1. Configurazione dell'ambiente e installazione di RiboCode

  1. Apri una finestra del terminale Linux e crea un ambiente conda:
    conda create -n RiboCode python=3.8
  2. Passare all'ambiente creato e installare RiboCode e le dipendenze:
    conda attiva RiboCode
    conda install -c bioconda ribocode ribominer sra-tools fastx_toolkit cutadapt papillon star samtools

2. Preparazione dei dati

  1. Ottieni i file di riferimento del genoma.
    1. Per la sequenza di riferimento, visitare il sito Web ensemble all'https://www.ensembl.org/index.html, fare clic sul menu in alto Download e sul menu a sinistra Download FTP. Nella tabella presentata, fare clic su FASTA nella colonna DNA (FASTA) e nella riga in cui Species è Human. Nella pagina aperta, copia il link di Homo_sapiens. GRCh38.dna.primary_assembly.fa.gz, quindi scaricalo e decomprimilo nel terminale:
      wget -c \
      http://ftp.ensembl.org/pub/release-104/fasta/homo_sapiens/dna/Homo_sapiens.GRCh38.dna.primary_assembly.fa.gz
      gzip -d Homo_sapiens. GRCh38.dna.primary_assembly.fa.gz
    2. Per l'annotazione di riferimento, fare clic con il pulsante destro del mouse su GTF nella colonna Set di geni nell'ultima pagina Web aperta. Copia il link di Homo_sapiens. GRCh38.104.gtf.gz e scaricarlo utilizzando:
      wget -c \
      http://ftp.ensembl.org/pub/release-104/gtf/homo_sapiens/Homo_sapiens.GRCh38.104.gtf.gz
      gzip -d Homo_sapiens. GRCh38.104.gtf.gz
      NOTA: Si consiglia di ottenere il file GTF dal sito Web ensemble in quanto contiene annotazioni del genoma organizzate in una gerarchia a tre livelli, ovvero ogni gene contiene trascrizioni che contengono esoni e traduzioni opzionali (ad esempio, sequenze di codifica [CDS], sito di partenza della traduzione, sito finale della traduzione). Quando mancano le annotazioni di un gene o di una trascrizione, ad esempio un file GTF ottenuto da UCSC o NCBI, utilizzare GTFupdate per generare un GTF aggiornato con annotazioni complete della gerarchia padre-figlio: GTFupdate original.gtf > updated.gtf.

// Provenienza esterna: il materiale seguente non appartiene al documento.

PR #7424, opened 2026-08-12
feat(organizations): add sorting to Members Table DEV-2457

magicznyleszek:
### 🗒️ Checklist

1. [x] run linter locally

### 📣 Summary

The Members table columns can now be sorted by name, status, date added, and role.

### 💭 Notes

Frontend for the sorting API added in #7329. Reuses `SortableProjectColumnHeader`, same as the Usage → Projects breakdown table, so the menus look and behave identically.

Changes here (all in `MembersRoute.tsx`):

- `MembersTableOrderableField` — the four fields the endpoint accepts
- `renderSortableHeader()` — swaps the four plain string labels for sortable ones
- `queryParams` — ordering state mapped to the API's `-` prefix convention, merged with pagination. Also passed to `getOrganizationsMembersListQueryKey()`, so each sort order caches separately and `keepPreviousData` keeps the table from flashing empty between sorts.
- `updateOrder()` — resets to page 1

Two columns stay unsorted, both because the API has no ordering field for them:
- **2FA**
- **Name sorts by username, not full name.** No ordering field exists for full name. Since the cell shows full name above username, sorting looks slightly out of order for members whose two differ — expected, not a bug.

### 👀 Preview steps

1. ℹ️ have an account in a team/organization with several members, ideally with mixed roles, a pending invite or two, and enough people to fill more than one page
2. go to Account Settings → (your team name) → Members
3. 🔴 [on main] notice the column headers are just labels — nothing to click, no way to reorder
4. 🟢 [on PR] notice **Name**, **Status**, **Date added** and **Role** now have a caret next to the label
5. click **Name** → choose "Sort A→Z", then "Sort Z→A" → 🟢 rows reorder by username, and a teal arrow marks the sorted column
6. choose "Default sort" → 🟢 the original order returns
7. repeat on **Status**, **Date added** and **Role** → 🟢 each sorts both ways
8. sort by something, then page forward and back with the arrows at the bottom → 🟢 the sort sticks across pages
9. go to page 2, then change the sort → 🟢 you land back on page 1 instead of somewhere in the middle of the newly sorted list
10. 🟢 notice the **2FA** column has no caret — the API can't sort by it yet

### DIFF
--- a/jsapp/js/account/organization/MembersRoute.tsx
+++ b/jsapp/js/account/organization/MembersRoute.tsx
@@ -62,10 +62,15 @@ export default function MembersRoute() {
     queryParams.ordering = `${orderPrefix}${order.fieldName}`
   }
 
-  /** Sorting affects which rows land on which page, so we go back to the first page whenever it changes. */
+  /**
+   * Sorting affects which rows land on which page, so we go back to the first page whenever it changes. Updating from
+   * the latest state, so we don't reset `limit` to a stale page size.
+   */
   function updateOrder(newOrder: SortableColumnOrder<MembersTableOrderableField>) {
     setOrder(newOrder)
-    setPagination({ ...pagination, start: 0 })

Per il file di annotazione nel formato .gff, utilizzare il toolkit AGAT24 o qualsiasi altro strumento per la conversione nel formato .gtf.
  2. Ottieni sequenze di rRNA.
    1. Aprire UCSC Genome Browser all https://genome.ucsc.edu e fare clic su Strumenti | Table Browser nell'elenco a discesa.
    2. Nella pagina aperta, specificare Mammifero per clade, Umano per genoma, Tutte le tabelle per gruppo, rmask per tabella e Genoma per regione. Per filtrare, fate clic su Crea (Create ) per passare a una nuova pagina e impostare repClass in modo che corrisponda all'rRNA.
    3. Fare clic su Invia e quindi impostare il formato di output su sequenza e nome file di output come hg38_rRNA.fa. Infine, fai clic su Ottieni output | Ottenere la sequenza per recuperare la sequenza rRNA.
  3. Ottenere set di dati di profilazione dei ribosomi da Sequence Read Archive (SRA).
    1. Scarica gli esempi di replica del gruppo di trattamento si-eIF3e e rinominali:
      fastq-dump SRR9047190 SRR9047191 SRR9047192
      mv SRR9047190.fastq si-eIF3e-1.fastq
      mv SRR9047191.fastq si-eIF3e-2.fastq
      mv SRR9047192.fastq si-eIF3e-3.fastq
    2. Scaricare gli esempi di replica del gruppo di controllo e rinominarli:
      fastq-dump SRR9047193 SRR9047194 SRR9047195
      mv SRR9047193.fastq si-Ctrl-1.fastq
      mv SRR9047194.fastq si-Ctrl-2.fastq
      mv SRR9047195.fastq si-Ctrl-3.fastq
      NOTA: gli ID di adesione SRA per questi set di dati di esempio sono stati ottenuti dal sito Web Gene Expression Omnibus (GEO)25 cercando GSE131074.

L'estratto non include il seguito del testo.